-- Assigned task --
For the word "already", state the number of lines in the data that contain it, and nothing else.

Records for this exercise section start

Issue #45790, opened 2018-01-31
Test with Tornado 5.0b1


bdarnell:
Tornado 5.0 is currently in beta, and I'm filing issues with prominent
users of Tornado to give them a chance to test it before release and
provide feedback on the changes and make adjustments as necessary. You
can install it with `pip install --pre tornado==5.0b1`. I expect to
release the final version of Tornado 5.0 in early March, about a month
away.

Full release notes are
[here](http://www.tornadoweb.org/en/latest/releases/v5.0.0.html). The
major change is that the `IOLoop` is now always backed by `asyncio` on
Python 3, which leads to various subtle changes at runtime but is
mostly compatible with previous versions. A more superficial but
source-incompatible change is that the `io_loop` argument to many
functions in Tornado has been removed and `IOLoop.current()` must be
used instead.

If you've already tested with Tornado 5.0b1 (or temporarily pinned
your dependency to 4.x so you can postpone dealing with this), feel
free to close this issue.

garethgreenaway:
@bdarnell Thanks for the report.  @gtmanfred is on the case.

gtmanfred:
@bdarnell is there a reason that you are just dropping the io_loop all together?  This will break all older versions of salt.

Would it be possible that yall could just swallow the value?  I tested with this, and it seems to work fine for us, the only problem is the error that there is no allowed io_loop variable anymore, which will break older versions.

Also, with not being able to pass in an io_loop, is there any possiblity to run an io_loop inside of an io_loop?

https://github.com/saltstack/salt/blob/2017.7/salt/engines/webhook.py#L84

We use multiprocessing to spin out these extra tasks called "engines".  This one in particular creates a new io_loop for a tiny web/api server, that doesn't really belong on the regular salt io_loop.

Without being able to pass in an io_loop, will it need to be rewritten to handle using IOLoop.current() or is there another way to make a seperate loop?

Thanks,
Daniel

bdarnell:
Accepting the `io_loop` argument but ignoring it would be very confusing if you were passing any other IOLoop than the current one. And if you were passing `IOLoop.current()`, you could simply remove the argument and be compatible with both old and new versions of Tornado.

Being able to run an IOLoop inside an IOLoop is unfortunately something that is lost with the move to asyncio, since asyncio doesn't allow this. If this is something you need, then I'm afraid there are only hacky solutions. The most straightforward is probably to spawn a second thread and create/run the IOLoop there.

[...]

PR #46002, opened 2018-02-13
Pyzmq 17.0.0 proper handling

isbm:
### What does this PR do?

ZeroMQ 4.1.6 and PyZMQ 17.0.0 no longer need extra-integration with Tornado. If used, deprecation warning appears all around the place.

- Removes code duplication for `zmq` import handling around Master/Minion and other places.
- Adds utility that handles all the discrepancies at one place. Other modules should just reuse it.
- Cleans up unnecessary checks and forgotten unused imports

### Tests written?

No

### DIFF
--- a/salt/utils/zeromq.py
+++ b/salt/utils/zeromq.py
@@ -26,7 +26,7 @@ try:
         if ZMQ_VERSION_INFO[0] > 16:  # 17.0.x+ deprecates zmq's ioloops
             ZMQDefaultLoop = tornado.ioloop.IOLoop
 except Exception as ex:
-    log.exception(ex)
+    log.exception('Error while getting PyZMQ library version')
 
 if ZMQDefaultLoop is None:
     try:
--- a/salt/utils/zeromq.py
+++ b/salt/utils/zeromq.py
@@ -38,6 +38,17 @@ if ZMQDefaultLoop is None:
     except ImportError:
         ZMQDefaultLoop = tornado.ioloop.IOLoop
 
+# Build version info
+if zmq:
+    if hasattr(zmq, 'zmq_version_info'):
+        zmq_version_info = zmq.zmq_version_info()
+    else:
+        # PyZMQ <= 2.1.9 does not have zmq_version_info, fall back to
+        # using zmq.zmq_version() and build a version info tuple.
+        zmq_version_info = tuple([int(v_el) for v_el in zmq.zmq_version().split('.')])
+else:
+    zmq_version_info = (-1, -1, -1)
+
 
 def install_zmq():
     '''
--- a/salt/utils/zeromq.py
+++ b/salt/utils/zeromq.py
@@ -27,7 +27,7 @@ try:
         LIBZMQ_VERSION_INFO = tuple([int(v_el) for v_el in zmq.zmq_version().split('.')])
         if ZMQ_VERSION_INFO[0] > 16:  # 17.0.x+ deprecates zmq's ioloops
             ZMQDefaultLoop = tornado.ioloop.IOLoop
-except Exception as ex:
+except Exception:
     log.exception('Error while getting LibZMQ/PyZMQ library version')
 
 if ZMQDefaultLoop is None:
--- a/salt/utils/zeromq.py
+++ b/salt/utils/zeromq.py
@@ -19,10 +19,12 @@ except ImportError:
 
 ZMQDefaultLoop = None
 ZMQ_VERSION_INFO = (-1, -1, -1)
+LIBZMQ_VERSION_INFO = (-1, -1, -1)
 
 try:
     if zmq:
-        ZMQ_VERSION_INFO = [int(v_el) for v_el in zmq.__version__.split('.')]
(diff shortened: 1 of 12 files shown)


gtmanfred:
Just fyi, tornado 5.0b removes being able to pass the IOLoop in.

https://github.com/saltstack/salt/issues/45790

isbm:
@gtmanfred yeah, but we are running on various tornado versions and zmq. So this combination is actually messy. I tried first step: collect all that stuff from around everywhere, place it on one side and use it. Sure we can add other exceptions there (utils) for newest tornado.

gtmanfred:
:+1: makes sense, just wanted to make a note since we are trying to deal with the tornado change as well.

isbm:
@gtmanfred then add those "dealings" in `salt.utils.zeromq` in a future and so it is valid everywhere. :wink:

salt/utils/zeromq.py
```diff
@@ -5,21 +5,65 @@
...
+ZMQDefaultLoop = None
+ZMQ_VERSION_INFO = (-1, -1, -1)
+
+try:
+    if zmq:
+        ZMQ_VERSION_INFO = [int(v_el) for v_el in zmq.__version__.split('.')]
+        if ZMQ_VERSION_INFO[0] > 16:  # 17.0.x+ deprecates zmq's ioloops
+            ZMQDefaultLoop = tornado.ioloop.IOLoop
+except Exception as ex:
+    log.exception(ex)
```
terminalmage: `log.exception()` will already log the exception message itself (including the traceback). Therefore, it's not necessary to capture the exception using `as ex`, and the log message should contain a descriptive message telling what led to the exception being raised. For example:

```python
log.exception('Error encountered doing XXXXX')
```

terminalmage (changes requested):
This looks good, just one minor nitpick.

salt/utils/zeromq.py
isbm: Ahh, right. Thanks! Fixd.

rallytime:
re-run py3

rallytime:
@isbm The test failures for the Ubuntu 16 builds look suspicious to me. I am not seeing those failures on the HEAD of the branch.

I am also seeing many of these stacktraces:
```
15:37:53 AttributeError: module 'zmq' has no attribute 'eventloop'
15:37:53 Traceback (most recent call last):
15:37:53   File "/tmp/salt-tests-tmpdir/scripts/salt-call", line 5, in <module>
15:37:53     salt_call()
15:37:53   File "/testing/salt/scripts.py", line 395, in salt_call
15:37:53     client.run()
15:37:53   File "/testing/salt/cli/call.py", line 47, in run
15:37:53     caller = salt.cli.caller.Caller.factory(self.config)
15:37:53   File "/testing/salt/cli/caller.py", line 79, in factory
15:37:53     return ZeroMQCaller(opts, **kwargs)
15:37:53   File "/testing/salt/cli/caller.py", line 291, in __init__
15:37:53     super(ZeroMQCaller, self).__init__(opts)
15:37:53   File "/testing/salt/cli/caller.py", line 102, in __init__
15:37:53     self.minion = salt.minion.SMinion(opts)
15:37:53   File "/testing/salt/minion.py", line 785, in __init__
15:37:53     io_loop = zmq.eventloop.ioloop.ZMQIOLoop()
```
Can you look into that?

isbm:
@rallytime yep, forgot to delete some more code. :wink:

salt/utils/zeromq.py
```diff
@@ -5,21 +5,56 @@
...
+ZMQ_VERSION_INFO = (-1, -1, -1)
+LIBZMQ_VERSION_INFO = (-1, -1, -1)
+
+try:
+    if zmq:
+        ZMQ_VERSION_INFO = tuple([int(v_el) for v_el in zmq.__version__.split('.')])
+        LIBZMQ_VERSION_INFO = tuple([int(v_el) for v_el in zmq.zmq_version().split('.')])
+        if ZMQ_VERSION_INFO[0] > 16:  # 17.0.x+ deprecates zmq's ioloops
+            ZMQDefaultLoop = tornado.ioloop.IOLoop
+except Exception as ex:
```
terminalmage: The `as ex` is still unnecessary here, since it won't be used. You don't need to assign the exception to a variable for log.exception to have access to the traceback. A simple `except Exception:` here is all that is needed.

terminalmage (changes requested):

salt/utils/zeromq.py
isbm: Fixd.

terminalmage (approved):

terminalmage (approved):

DmitryKuzmenko (approved):
Awesome!

rallytime (approved):
Well done - this will be great to have this code in one place.

cachedout (approved):

rallytime:
@isbm We'd like to get this fix into the 2017.7 branch as well, but this is (expectedly) not back-porting cleanly. Would you be so kind as to make this fix against the 2017.7 branch, too?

Records for this exercise section end

-- Response to this exercise --
2